As I said the set was meant to rule the world and change the face of drumming but besides being expensive and complicated to produce it may well have been the first piece of equipment to prove that drummers are ultimately conservative with a small ‘c’. Even though ostensibly it offered drummers a better product they perversely avoided it because among other things, they didn’t like the way it looked. As with Jimmy Reno and Ivor Arbiter’s sets they missed the pretty nutboxes which added to the visuals and broke up the otherwise large unremitting expanse of shell. (Jimmy went as far as fitting dummy nutbox-shaped plates to his ‘Pressure Ring’ drums and Ivor jokingly talked about doing it to AT!)
To my mind some of the reasons that they published at the time to persuade you to buy L & L’s revolutionary product were spurious in the extreme: “no more clanking drumkeys to fumble with” was one of them. Another was prosaic but more acceptable: “streamlined, clean cut appearance for new drum beauty”. A third was “the air chamber is increased by tightening the heads and decreased by loosening, thus creating a suspended, or floating cushion of air – greatly improves ‘drumistic sound’ and playing ease”.
While we’re on the subject of Jimmy Reno, he always claims his internal-tension method of tuning was ripped-off by Leedy & Ludwig because he took his invention to an American music show after the war and the next thing he knew was that ‘Knob Tension’ was released. Now it’s certainly not for me to speculate on this but quite some time earlier during World War II, when there was an embargo on essential war materials (like metals) being used for non-essential purposes, WFL brought out their ‘Victorious’ line. It had no nutboxes but instead featured bowed wooden staves inside - which while not under tension were very slightly shorter than the depth of the shells. The curved slats were held under tension by bolts through the shell and their centres and as you tightened any of the drum-key operated screws set in the side of the shell with your regular drum key it decreased the bow of the relevant slat and moved the end of it slightly up so it put pressure on the very edge of the inside of the animal skin drum head.

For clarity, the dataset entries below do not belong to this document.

PR #1145, opened 2015-01-12
Update low credit notification email text

rudigiesler:
Since we're not quite enabling switching off accounts with negative balances, but will be soon, we should have the low credit notification email reflect this.

### DIFF
--- a/go/billing/templates/billing/low_credit_notification_email.txt
+++ b/go/billing/templates/billing/low_credit_notification_email.txt
@@ -2,8 +2,6 @@ Hi {{user.get_full_name}}!
 
 Please note that your Vumi Go account ({{account.user.email}}) has reached {{threshold_percent}}% used of the total available credits. Your remaining balance is {{credit_balance}}.
 
-In the near future, once you have used all of your credits, your account will be capped and you will no longer be able to send any messages. Incoming messages will still be stored as usual.
-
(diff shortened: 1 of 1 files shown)


rudigiesler:
@SteveBarnett I'm not quite sure how to phrase this, your input would be appreciated.

SteveBarnett:
@rudigiesler Yeah, it's tricky. My thinking is that this Sword of Damocles kind of wording isn't helpful: it just provokes questions (when is "near future"?).

So, either: 1) we don't say anything about the consequences of capping for now, and we update the email text later, or 2) we keep it vague and don't mention timing.

So 2) could be something like

> Once you have used all of your credits, your account **may** be capped and you **may** no longer be able to send any messages. Incoming messages will still be stored as usual.

Captain @badlard, what do you think?

badlard:
PMs are working hard enough getting their head around billing implications. Let's go with #1 please. i.e. let's take the line out entirely and add it back when conversation deactivation has been deployed.

rudigiesler:
@badlard @SteveBarnett Changes made. See if you are happy with them.

SteveBarnett:
@rudigiesler :+1: from me.

badlard:
:+1:

hodgestar:
:+1: (most reviewed PR ever :)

It’s fair to say that Victorious, knob tension and pressure ring drums would have worked better had the plastic head have been invented when they came out. Since plastic is more malleable, pliably, resilient and has a memory which returns to rest - and animal skins don’t - Mylar is a much better material for the purpose. But unfortunately while it existed as a film which wouldn’t burst into flames for photographic reconnaissance purposes at the time, no one had suggested any other use for it. Its use for drums wouldn’t be for a few years.
There were other problems with ‘Knob tension’ drums though besides the heads. They were hard to tune and unreliable because the internal links were prone to breaking and often the pressure produced by turning the tuning knobs caused the wooden reinforcing rings to break away from the shells. This was more serious for the snare drum which needed its heads to be extra tight to produce a crisp snappy sound - whereas the toms and bass drum didn’t. They sounded fine at normal tuning tensions – fat and drummy. Unfortunately changing drumheads wasn’t quick at all either and necessitated dismantling the drums.

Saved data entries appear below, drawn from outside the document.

PR #1144, opened 2015-01-12
Add a task for generating statements then archiving

justinvdm:


justinvdm:
Ready for review.

go/billing/tasks.py
```diff
@@ -357,6 +357,36 @@ def generate_chunks(item_iter, items_per_chunk=1000, sep="\n"):
...
+def gen_statement_then_archive(account_id, from_date, to_date, delete=True):
+    """Task to generate a monthly statement for the given account,
+    then archive the account.
+    """
+    generate_monthly_statement(account_id, from_date, to_date)
+    archive_transactions(account_id, from_date, to_date, delete)
+
+
+@task()
+def gen_statement_then_archive_monthly(months_ago=1):
```
justinvdm, line 371: Any ideas on a better name?

hodgestar, line 371: Sounds okay to me. Bit long, but also descriptive.

go/billing/tasks.py
```diff
@@ -357,6 +357,36 @@ def generate_chunks(item_iter, items_per_chunk=1000, sep="\n"):
     return archive
 
 
+@task
+def gen_statement_then_archive(account_id, from_date, to_date, delete=True):
+    """Task to generate a monthly statement for the given account,
+    then archive the account.
+    """
+    generate_monthly_statement(account_id, from_date, to_date)
+    archive_transactions(account_id, from_date, to_date, delete)
```
hodgestar: Maybe we should chain these tasks as mentioned in http://celery.readthedocs.org/en/latest/userguide/tasks.html#avoid-launching-synchronous-subtasks ?

go/billing/tasks.py
```diff
@@ -357,6 +357,36 @@ def generate_chunks(item_iter, items_per_chunk=1000, sep="\n"):
...
+    from_date, to_date = month_range(months_ago=months_ago)
+
+    account_list = Account.objects.exclude(
+        statement__type=Statement.TYPE_MONTHLY,
+        statement__from_date=from_date,
+        statement__to_date=to_date)
+
+    account_list = account_list.exclude(
+        transactionarchive__from_date=from_date,
+        transactionarchive__to_date=to_date)
```
hodgestar, line 384: The idea behind these exclusions is that they make re-running the task easier. With just one operation happening, that was a bit simpler. Now we have two operations and we exclude all accounts that have had either of them happen. I think that makes sense, and will mean we'll only have to manually re-run things for accounts that were midway through when something broken? Mostly just noting this here so we think about it.

go/billing/tests/test_tasks.py
```diff
@@ -604,6 +604,150 @@ def mk_transaction_set(n, created):
...
+        tasks.generate_monthly_statement(self.account1.id, from_date, to_date)
+        tasks.generate_monthly_statement(self.account2.id, from_date, to_date)
+
+        statements = Statement.objects
+        self.assertEqual(len(statements.filter(account=self.account1)), 1)
+        self.assertEqual(len(statements.filter(account=self.account2)), 1)
+
+        tasks.gen_statement_then_archive_monthly()
+        self.assertEqual(len(statements.filter(account=self.account1)), 1)
+        self.assertEqual(len(statements.filter(account=self.account2)), 1)
```
hodgestar, line 657: We should perhaps also assert that no transaction archives have been created?

go/billing/tests/test_tasks.py
```diff
@@ -604,6 +604,150 @@ def mk_transaction_set(n, created):
...
+        tasks.archive_transactions(
+            self.account2.id, from_date, to_date, delete=False)
+
+        archives = TransactionArchive.objects
+        self.assertEqual(len(archives.filter(account=self.account1)), 1)
+        self.assertEqual(len(archives.filter(account=self.account2)), 1)
+
+        tasks.gen_statement_then_archive_monthly()
+        self.assertEqual(len(archives.filter(account=self.account1)), 1)
+        self.assertEqual(len(archives.filter(account=self.account2)), 1)
```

Knob Tension drums were available in white marine or black pearl; sparkling gold, green, red or blue, as well as Tri-tone blue and silver lacquer. I’ve seen pictures of other sets like Sonny Greer’s with his initials inlaid on the shells and a black set with large gold stars on it like Carlton’s. Obviously these were to special order.
The snares came in black or white pearl finishes or basic chrome and were fitted with Leedy & Ludwig’s new precision ‘Feather touch’ strainer which had rocker-arm attachments at each end and were joined to 18 strand ‘snappi’ snares. Knob Tension bass drum shells were fitted with mounts and arms for the 15 and 18” cymbals along with a rail for the 13” tom.